「それじゃあ話し合いを始めるわよ」
紫の号令で開始した話し合い。幻想郷の妖怪達が結託して合体し、強力な妖怪になる時期に当たった俺達。白玉楼にいる龍哉達や紅魔館の美鈴(門番中)を除く全員。人里にいる慧音や、永遠亭の永琳と鈴仙。そして地底と妖怪の山の奴ら。幻想郷のすべての場所のリーダー格が全員揃って話し合った。霊夢もいるにはいるがこの状態なのでその話は記録してあとから話すことにした。

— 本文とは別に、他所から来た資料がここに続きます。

PR #625, opened 2020-05-31
CDRIVER-3535 streamable ismaster

kevinAlbs:
Implementation of streamable ismaster. Integration tests and unit tests are on another branch and passing. I left them out of this PR to keep it a little smaller.

The pseudocode in the Server Monitoring spec captures the core logic: https://github.com/mongodb/specifications/blob/master/source/server-discovery-and-monitoring/server-monitoring.rst#monitor-thread but I've commented inline pointing to relevant sections.

### DIFF
--- a/.evergreen/compile-unix.sh
+++ b/.evergreen/compile-unix.sh
@@ -256,6 +256,8 @@ else
    }
 fi
 
+export MONGOC_TEST_SERVER_LOG=stdout
+
 # Write stderr to error.log and to console. Turn off tracing to avoid spurious
 # log messages that CHECK_LOG considers failures.
 mkfifo pipe || true
--- a/.evergreen/debug-core-evergreen.sh
+++ b/.evergreen/debug-core-evergreen.sh
@@ -1,5 +1,14 @@
 #!/usr/bin/env bash
 
+OS=$(uname -s | tr '[:upper:]' '[:lower:]')
+
+case "$OS" in
+   cygwin*)
+      echo "debug-core-evergreen.sh is not supported on Windows"
+      exit 0
+   ;;
+esac
+
 echo "Debugging core files"
 
 shopt -s nullglob
@@ -7,3 +16,12 @@ for i in *.core; do
    echo $i
    echo "backtrace full" | gdb -q ./src/libmongoc/test-libmongoc $i
 done
+
+# If there is still a test-libmongoc process running (perhaps due to
+# deadlock, or very slow test) attach a debugger and print stacks.
+TEST_LIBMONGOC_PID="$(pgrep test-libmongoc)"
+if [ -n "$TEST_LIBMONGOC_PID" ]; then
+   echo "test-libmongoc processes still running with PID=$TEST_LIBMONGOC_PID"
+   echo "backtrace full" | gdb -q -p $TEST_LIBMONGOC_PID
+   kill $TEST_LIBMONGOC_PID
+fi
--- a/.evergreen/run-tests.sh
+++ b/.evergreen/run-tests.sh
@@ -87,6 +87,8 @@ check_mongocryptd() {
    fi
 }
 
+export MONGOC_TEST_MONITORING_VERBOSE=on
+
 case "$OS" in
    cygwin*)
       export PATH=$PATH:/cygdrive/c/mongodb/bin:/cygdrive/c/libmongocrypt/bin
--- a/src/libmongoc/src/mongoc/mongoc-client.c
+++ b/src/libmongoc/src/mongoc/mongoc-client.c
@@ -957,13 +957,8 @@ _mongoc_client_recv (mongoc_client_t *client,
    BSON_ASSERT (buffer);
    BSON_ASSERT (server_stream);
 
-   if (!mongoc_cluster_try_recv (
-          &client->cluster, rpc, buffer, server_stream, error)) {
-      mongoc_topology_invalidate_server (
-         client->topology, server_stream->sd->id, error);
-      return false;
-   }
-   return true;
+   return mongoc_cluster_try_recv (
+      &client->cluster, rpc, buffer, server_stream, error);
 }
 
 
--- a/src/libmongoc/src/mongoc/mongoc-cluster.c
+++ b/src/libmongoc/src/mongoc/mongoc-cluster.c
@@ -25,6 +25,7 @@
 #include "mongoc-counters-private.h"
 #include "mongoc-config.h"
 #include "mongoc-error.h"
+#include "mongoc-flags-private.h"
 #include "mongoc-host-list-private.h"
 #include "mongoc-log.h"
 #include "mongoc-cluster-sasl-private.h"
@@ -42,6 +43,7 @@
 #include "mongoc-stream-tls.h"
 #include "mongoc-thread-private.h"
 #include "mongoc-topology-private.h"
+#include "mongoc-topology-background-monitoring-private.h"
 #include "mongoc-trace-private.h"
 #include "mongoc-util-private.h"
 #include "mongoc-write-concern-private.h"
@@ -61,22 +63,6 @@
 #define CHECK_CLOSED_DURATION_MSEC 1000
 
 #define IS_NOT_COMMAND(_name) (!!strcasecmp (cmd->command_name, _name))
-
-/**
- * mongoc_op_msg_flags_t:
- * @MONGOC_MSG_CHECKSUM_PRESENT: The message ends with 4 bytes containing a
- * CRC-32C checksum.
- * @MONGOC_MSG_MORE_TO_COME: If set to 0, wait for a server response. If set to
- * 1, do not expect a server response.
- * @MONGOC_MSG_EXHAUST_ALLOWED: If set, allows multiple replies to this request
- * using the moreToCome bit.
- */
-typedef enum {
-   MONGOC_MSG_NONE = 0,
-   MONGOC_MSG_CHECKSUM_PRESENT = 1 << 0,
-   MONGOC_MSG_MORE_TO_COME = 1 << 1,
-   MONGOC_EXHAUST_ALLOWED = 1 << 16,
-} mongoc_op_msg_flags_t;
 
 static mongoc_server_stream_t *
 mongoc_cluster_fetch_stream_single (mongoc_cluster_t *cluster,
@@ -2238,13 +2224,18 @@ _mongoc_cluster_stream_for_server (mongoc_cluster_t *cluster,
        * 3. Auth error during handshake.
        * Only (1) should mark the server unknown and clear the pool.
        * Network errors should be checked at a lower layer than this, when an
-       * operation on a stream fails.
+       * operation on a stream fails, and should take the connection generation
+       * into account.
        */
 
       mongoc_topology_invalidate_server (topology, server_id, err_ptr);
       mongoc_cluster_disconnect_node (cluster, server_id);
       bson_mutex_lock (&topology->mutex);
       _mongoc_topology_clear_connection_pool (topology, server_id);
+      if (!topology->single_threaded) {
+         _mongoc_topology_background_monitoring_cancel_check (topology,
+                                                              server_id);
+      }
       bson_mutex_unlock (&topology->mutex);
       _mongoc_bson_init_with_transient_txn_error (cs, reply);
    }
--- a/src/libmongoc/src/mongoc/mongoc-server-description.c
+++ b/src/libmongoc/src/mongoc/mongoc-server-description.c
@@ -120,7 +120,7 @@ mongoc_server_description_init (mongoc_server_description_t *sd,
 
    sd->id = id;
    sd->type = MONGOC_SERVER_UNKNOWN;
-   sd->round_trip_time_msec = -1;
+   sd->round_trip_time_msec = MONGOC_RTT_UNSET;
 
    if (!_mongoc_host_list_from_string (&sd->host, address)) {
       MONGOC_WARNING ("Failed to parse uri for %s", address);
@@ -457,13 +457,18 @@ mongoc_server_description_set_election_id (
  * Side effects:
  *       None.
  *
+ * If rtt_msec is MONGOC_RTT_UNSET, the value is not updated.
+ *
  *-------------------------------------------------------------------------
  */
 void
 mongoc_server_description_update_rtt (mongoc_server_description_t *server,
                                       int64_t rtt_msec)
 {
-   if (server->round_trip_time_msec == -1) {
+   if (rtt_msec == MONGOC_RTT_UNSET) {
+      return;
+   }
+   if (server->round_trip_time_msec == MONGOC_RTT_UNSET) {
       server->round_trip_time_msec = rtt_msec;
    } else {
       server->round_trip_time_msec = (int64_t) (
@@ -487,7 +492,7 @@ _mongoc_server_description_set_error (mongoc_server_description_t *sd,
 
    /* Server Discovery and Monitoring Spec: if the server type changes from a
     * known type to Unknown its RTT is set to null. */
-   sd->round_trip_time_msec = -1;
+   sd->round_trip_time_msec = MONGOC_RTT_UNSET;
 }
 
 
@@ -549,6 +554,9 @@ mongoc_server_description_handle_ismaster (mongoc_server_description_t *sd,
              * domain will be overwritten. */
             (void) _mongoc_cmd_check_ok (
                ismaster_response, MONGOC_ERROR_API_VERSION_2, &sd->error);
+            /* TODO CDRIVER-3696: this is an existing bug. If this is handling
+             * an ismaster reply that is NOT from a handshake, this should not
+             * be considered an auth error. */
             /* ismaster response returned ok: 0. According to auth spec: "If the
              * isMaster of the MongoDB Handshake fails with an error, drivers
              * MUST treat this an authentication error." */
@@ -718,7 +726,7 @@ mongoc_server_description_handle_ismaster (mongoc_server_description_t *sd,
 
 failure:
    sd->type = MONGOC_SERVER_UNKNOWN;
-   sd->round_trip_time_msec = -1;
+   sd->round_trip_time_msec = MONGOC_RTT_UNSET;
 
    EXIT;
 }
@@ -747,7 +755,7 @@ mongoc_server_description_new_copy (
    copy->id = description->id;
    copy->opened = description->opened;
    memcpy (&copy->host, &description->host, sizeof (copy->host));
-   copy->round_trip_time_msec = -1;
+   copy->round_trip_time_msec = MONGOC_RTT_UNSET;
 
    copy->connection_address = copy->host.host_and_port;
    bson_init (&copy->last_is_master);
@@ -1120,6 +1128,14 @@ _mongoc_server_description_equal (mongoc_server_description_t *sd1,
    }
 
    if (sd1->session_timeout_minutes != sd2->session_timeout_minutes) {
+      return false;
+   }
+
+   if (0 != memcmp (&sd1->error, &sd2->error, sizeof (bson_error_t))) {
+      return false;
+   }
+
+   if (!bson_equal (&sd1->topology_version, &sd2->topology_version)) {
       return false;
    }
 
--- a/src/libmongoc/src/mongoc/mongoc-server-monitor-private.h
+++ b/src/libmongoc/src/mongoc/mongoc-server-monitor-private.h
@@ -1,0 +1,63 @@
+/*
+ * Copyright 2020-present MongoDB, Inc.
+ *
+ * Licensed under the Apache License, Version 2.0 (the "License");
+ * you may not use this file except in compliance with the License.
+ * You may obtain a copy of the License at
+ *
+ *   http://www.apache.org/licenses/LICENSE-2.0
+ *
+ * Unless required by applicable law or agreed to in writing, software
+ * distributed under the License is distributed on an "AS IS" BASIS,
+ * WITHOUT WARRANTIES OR CONDITIONS OF ANY KIND, either express or implied.
+ * See the License for the specific language governing permissions and
+ * limitations under the License.
+ */
+
+#include "mongoc-prelude.h"
+
+#ifndef MONGOC_SERVER_MONITOR_PRIVATE_H
+#define MONGOC_SERVER_MONITOR_PRIVATE_H
+
+#include "mongoc.h"
+#include "mongoc-server-description-private.h"
+#include "mongoc-topology-private.h"
+
+/* For background monitoring of a single server. */
+
+typedef struct _mongoc_server_monitor_t mongoc_server_monitor_t;
+
+mongoc_server_monitor_t *
+mongoc_server_monitor_new (mongoc_topology_t *topology,
+                           mongoc_server_description_t *init_description);
+
+mongoc_server_description_t *
+mongoc_server_monitor_check_server (
+   mongoc_server_monitor_t *server_monitor,
+   const mongoc_server_description_t *previous_description,
+   bool *cancelled);
+
+void
+mongoc_server_monitor_request_cancel (mongoc_server_monitor_t *server_monitor);
+
+void
+mongoc_server_monitor_request_scan (mongoc_server_monitor_t *server_monitor);
+
+bool
+mongoc_server_monitor_request_shutdown (
+   mongoc_server_monitor_t *server_monitor);
+
+void
+mongoc_server_monitor_wait_for_shutdown (
+   mongoc_server_monitor_t *server_monitor);
+
+void
+mongoc_server_monitor_destroy (mongoc_server_monitor_t *server_monitor);
+
+void
+mongoc_server_monitor_run (mongoc_server_monitor_t *server_monitor);
+
+void
+mongoc_server_monitor_run_as_rtt (mongoc_server_monitor_t *server_monitor);
+
+#endif /* MONGOC_SERVER_MONITOR_PRIVATE_H */
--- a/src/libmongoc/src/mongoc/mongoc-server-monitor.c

「今回の妖怪達の結託は幻想郷を崩壊させかねない重要事。その管理者はとんでもない状態になってるから、代わりに魔理沙にも聞いてもらうわ」
「もう言わないでくれ。反省してるんだ」
「まあいいわ。ここの図書館に幻想郷の歴史の本があって、それを探っていたら妖怪達の結託と融合により人間達に被害をもたらすというものがあったの」
ザワザワしているが仕方ないことだろう。唯一経験してるのは紫と永琳だけだ。その2人はまたかと言った表情だ。
「今回の異変の続きだと考えればいいわ。それで対策を練らないといけないのだけれど、紅魔館と地霊殿。そして白玉楼。この3箇所はいいけど問題は『人里』『永遠亭』そして、『博麗神社』。この3箇所は危険だわ。特に博麗神社はね」
それは理解している。その歴史を俺は知っているからだ。
「さらに永遠亭は妖怪人間問わず治療をするから信頼があって狙われる可能性は限りなく低い。問題は残りの2箇所」
博麗神社は俺たち2人だけでは守りきれないし、最悪幻想郷全体まとめて破壊できるほどの力を持つ可能性もあった。幻想郷を破壊するにはその境目である場所を攻撃するのが1番手っ取り早い。ここにいる全員理解しているが、全ての妖怪は幻想郷の人間を食べることが許されていない。その代わりとして紫がさらってきた人間を食べるのだ。もちろん普通の力の弱い妖怪がそれで満足するわけがない。そいつらが集合して強くなる。数は多ければ多いほど強くなる。この世界の倫理だ。それが1つとなるのだから強さは桁違い。前に起きた時は恨みや憎しみを持つ妖怪が少なかったため紫と幽々子。そして月の賢者である永琳で抑え込めた。ただし今回はそううまくは行かないそうだ。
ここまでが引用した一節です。